Friday, February 6, 2015

Frugal Tip: If You Like It, It's In Fashion

Somebody shared a bumper-sticker-type motto on Tsu: "I don't want to brag, but I can still wear the earrings I wore in high school."

Ha. I didn't wear earrings, and still don't, but I can still wear the...shirts, skirts, and sweaters I wore in high school. (I can't wear the same jeans because I wore them out before 1990.)

Who says clothes need to be "this year's look"? Don't people who believe that ever notice that there are only so many realistic looks for clothes? Basically, in the modern world, we have a limited set of looks that keep being recycled from year to year. What young people actually wear are jeans (cycling from snug to baggy, straight cut to shaped legs) and T-shirts (cycling from snug to baggy) plus sweaters (no noticeable fashion cycle for those). What adults actually wear are suits (limited cycle of different details like cuffs and lapels) and dresses (cycling between shapes that fit and flatter the normal female body shape, and shapes that don't do that so well). Then there's a bizarre punk look featuring lots of oddly assorted pieces, piercings, obviously dyed hair, miniskirts, hooker heels, and other things that real people don't actually wear, and this is what Madison Avenue keeps trotting out as "fashion." It's sort of pathetic. If "fashion" is ever going to get back to having anything to do with what real people wear, the "fashion" designers are going to have to settle for designing clothes that people can wear in situations other than posing for "fashion" photos.

Most of the clothes I wear are basic, not "this year's look," but I own a few things that were "fashions" of the year before someone handed them down to me, and now look like this year's "fashion" version of something a reasonable person might wear--the shirt with a 1979 design on it, the combination of colors that was "this year's look" in 1965...

At the back of my closet I recently met a shirt I wore mostly on special occasions in high school and college. I did not think "Oh poor little me, haaaving to wear a shirt I acquired secondhand in 1978." I actually caught myself thinking "Hello, old friend! Nice to see you again," and remembering some of the good times at which I'd worn that shirt.

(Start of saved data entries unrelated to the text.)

PR #195, opened 2017-10-18
Added to get a counter of non-existing partition locations when creating new partitions.

ajoymajumdar:


metacat-connector-hive/src/main/java/com/netflix/metacat/connector/hive/metastore/MetacatHMSHandler.java
```diff
@@ -58,8 +58,12 @@
  * @since 1.0.0
  */
 public class MetacatHMSHandler extends HiveMetaStore.HMSHandler implements IMetacatHMSHandler {
+    private static final String REGISTRY_ID_IS_NOT_DIR = "metacat.hive.counter.partitionPathIsNotDir";
+
```
zhljen: This should belong to the HiveMetrics class.

PR #196, opened 2017-10-21
Fixed issue with SQL save partitions where trailing '/' was not getting removed from the partition uri.

ajoymajumdar:
In Hive, partition uri with trailing '/' is removed for new partitions but for altered partitions, it does not. With the new SQL save partitions logic, trailing '/' is removed in both cases.

### DIFF
--- a/metacat-common/src/main/java/com/netflix/metacat/common/MetacatRequestContext.java
+++ b/metacat-common/src/main/java/com/netflix/metacat/common/MetacatRequestContext.java
@@ -108,6 +108,22 @@ public class MetacatRequestContext {
         this.scheme = scheme;
     }
 
+    @Override
+    public String toString() {
+        final StringBuilder sb = new StringBuilder("MetacatRequestContext{");
+        sb.append("id='").append(id).append('\'');
+        sb.append(", timestamp=").append(timestamp);
+        sb.append(", userName='").append(userName).append('\'');
+        sb.append(", clientAppName='").append(clientAppName).append('\'');
+        sb.append(", clientId='").append(clientId).append('\'');
+        sb.append(", jobId='").append(jobId).append('\'');
+        sb.append(", dataTypeContext='").append(dataTypeContext).append('\'');
+        sb.append(", apiUri='").append(apiUri).append('\'');
+        sb.append(", scheme='").append(scheme).append('\'');
+        sb.append('}');
+        return sb.toString();
+    }
+
     /**
      * builder class for MetacatRequestContext.
      * @return the builder class for MetacatRequestContext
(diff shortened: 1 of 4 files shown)


metacat-connector-hive/src/main/java/com/netflix/metacat/connector/hive/sql/HiveConnectorFastPartitionService.java
```diff
@@ -177,18 +178,27 @@ private void createLocationForPartition(final QualifiedName tableQName,
...
+                path = warehouse.getDnsPath(new Path(location));
+            } catch (Exception e) {
+                throw new InvalidMetaException(String.format("Failed forming partition location; %s", location), e);
+            }
+        }
+        if (path != null) {
+            location = path.toString();
+            partitionInfo.getSerde().setUri(location);
+            if (doFileSystemCalls) {
+                try {
```
zhljen: We should add a metric here to collect how many filey system op are called.

metacat-common/src/main/java/com/netflix/metacat/common/MetacatRequestContext.java
```diff
@@ -108,6 +108,22 @@ protected MetacatRequestContext(
         this.scheme = scheme;
     }
 
+    @Override
+    public String toString() {
+        final StringBuilder sb = new StringBuilder("MetacatRequestContext{");
```
tgianos: Any particular reason you don't just use Jackson here and create a JSON object instead of all this manual serialization?

metacat-connector-hive/src/main/java/com/netflix/metacat/connector/hive/sql/HiveConnectorFastPartitionService.java
```diff
@@ -169,6 +169,7 @@ private void createLocationForPartitions(final QualifiedName tableQName,
     private void createLocationForPartition(final QualifiedName tableQName,
         final PartitionInfo partitionInfo, final Table table, final boolean doFileSystemCalls) {
         String location = partitionInfo.getSerde().getUri();
+        Path path = null;
```
tgianos: Shouldn't this be final path? and is there any way through the if/else chain that doesn't result in an exception being thrown that this condition could even happen?

metacat-common/src/main/java/com/netflix/metacat/common/MetacatRequestContext.java
ajoymajumdar: Why would you want to create a JSON object and then do a toString.

metacat-connector-hive/src/main/java/com/netflix/metacat/connector/hive/sql/HiveConnectorFastPartitionService.java
ajoymajumdar: Any runtime exception will end up failing the API call. We catch the checked exceptions and throw a relevant Metacat exception.

metacat-common/src/main/java/com/netflix/metacat/common/MetacatRequestContext.java
tgianos: I don't know the use of your toString here but I'm saying return a JSON string from the toString.

ajoymajumdar: It is a toString method that prints out the instance variable values. Today we log this for every API call. It is not in JSON format. I auto-generated this method in intellij.

PR #216, opened 2015-12-01
Add the ability to verify a customer source

wbronitsky:
r? @stripe/api-libraries

### DIFF
--- a/lib/resources/Customers.js
+++ b/lib/resources/Customers.js
@@ -144,6 +144,12 @@ module.exports = StripeResource.extend({
     urlParams: ['customerId', 'sourceId'],
   }),
 
+  verifySource: stripeMethod({
+    method: 'POST',
+    path: '/{customerId}/sources/{sourceId}/verify',
+    urlParams: ['customerId', 'sourceId'],
+  }),
+
   /**
    * Customer: Discount methods
    */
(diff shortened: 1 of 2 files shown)


lib/resources/Customers.js
```diff
@@ -144,6 +144,12 @@ module.exports = StripeResource.extend({
     urlParams: ['customerId', 'sourceId'],
   }),
 
+  validateSource: stripeMethod({
+    method: 'POST',
+    path: '/{customerId}/sources/{sourceId}/validate',
```
brandur: Is this a different URL from your pulls in other languages?

brandur:
Left a question about the API endpoints in use above, but otherwise this looks good to me.

As with PHP, I'll leave this one open a bit longer in case someone else with more Node bindings experience also wants to take a look.

lib/resources/Customers.js
wbronitsky: shouldn't be. The `customers/` is already taken care of here

brandur: Oh I was thinking the `/validate` part at the end (vs. `/verify` elsewhere).

wbronitsky: :facepalm: you are totally right. Thanks!

brandur: @wbronitsky Cool! And I think the discrepancy might have made it into the function naming as well. Maybe consider a rename from `validateSource` to `verifySource`.

brandur:
Released as 4.1.0.

Issue #215, opened 2015-12-01
Thrown error should be in callback


Nijikokun:
Un-documented thrown error kept taking down my application:

https://github.com/stripe/stripe-node/blob/master/lib/StripeMethod.js#L45

brandur:
Hi @Nijikokun, sorry about the trouble here!

So this exception is a usage error that occurs if an API call method is misused by not passing enough arguments or by passing a `null` when we needed a value. Ideally you'll be able to avoid it at runtime completely by having a test suite that's adequate enough to reasonably exercise your code and/or by performing some basic input checks to make sure that you're not passing a `null` inappropriately. Obviously this is easier said than done, but you should be able to get yourself into a place where you never see this error unexpectedly.

I'm going to close this issue out for now, but of course let us know if you have anymore comments/questions on the problem. Thanks!

Nijikokun:
It should at least be documented.

brandur:
> Finding the callback would be as simple as checking for an argument of type function.

@Nijikokun I'm still a little hesitant to pass it back through the standard runtime paths because this is the type of error that indicates that something is very wrong in the user code, and by extension it should be made very difficult to ignore or not handle. If this was a compiled language, this would be the sort of problem that the compiler would not allow through to run time.

By fair enough. I don't have great Node familiarity, so if you have other specific ideas on how to improve things I'd be happy to take a look. When you talk about documentation, do you just mean the function's documentation or something else?

matthewarkin:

One day last fall I broke out a sweater that had originally been part of a dressy knitted suit I wore in 1981. The colors and pattern were back in "fashion." I don't know what happened to the skirt--I never really liked it--but wore the sweater with jeans and a T-shirt. It got lots of compliments.

I realized that I actually prefer wearing clothes that hold memories to wearing brand-new clothes. Of course, not all memories are good...I remember donating some things to charity, the day after an especially unpleasant event, because I never wanted to see what I'd been wearing on that occasion again. But the clothes I wore on happier occasions have something going for them that new clothes don't have.

And, since most of them were nice, sensible, comfortable, practical clothes that didn't really scream "this year" or "that year," they actually look quite a lot like the new clothes I'd be likely to buy if I had to buy new clothes.

So why not keep wearing what I have...at least until a real change does have to be recognized: the leather boots that started out roomy and gradually became snug have now become child-sized, the black jeans are now definitely gray jeans, the cotton dress frays away from the new thread when I try to mend it...

If you make frugal decisions about eating, and frugal decisions about driving, you can afford to be frugal about clothes too. Then, when "this year's look" becomes "so last year," you can put it in the attic and wait for it to be "this year's look" all over again.

1 comment:

  1. I don't care much about fashion myself. I have spent a little on some of the skirts and dresses that I like the style of.
    Mostly I shop at the Salvation Army and Goodwill store.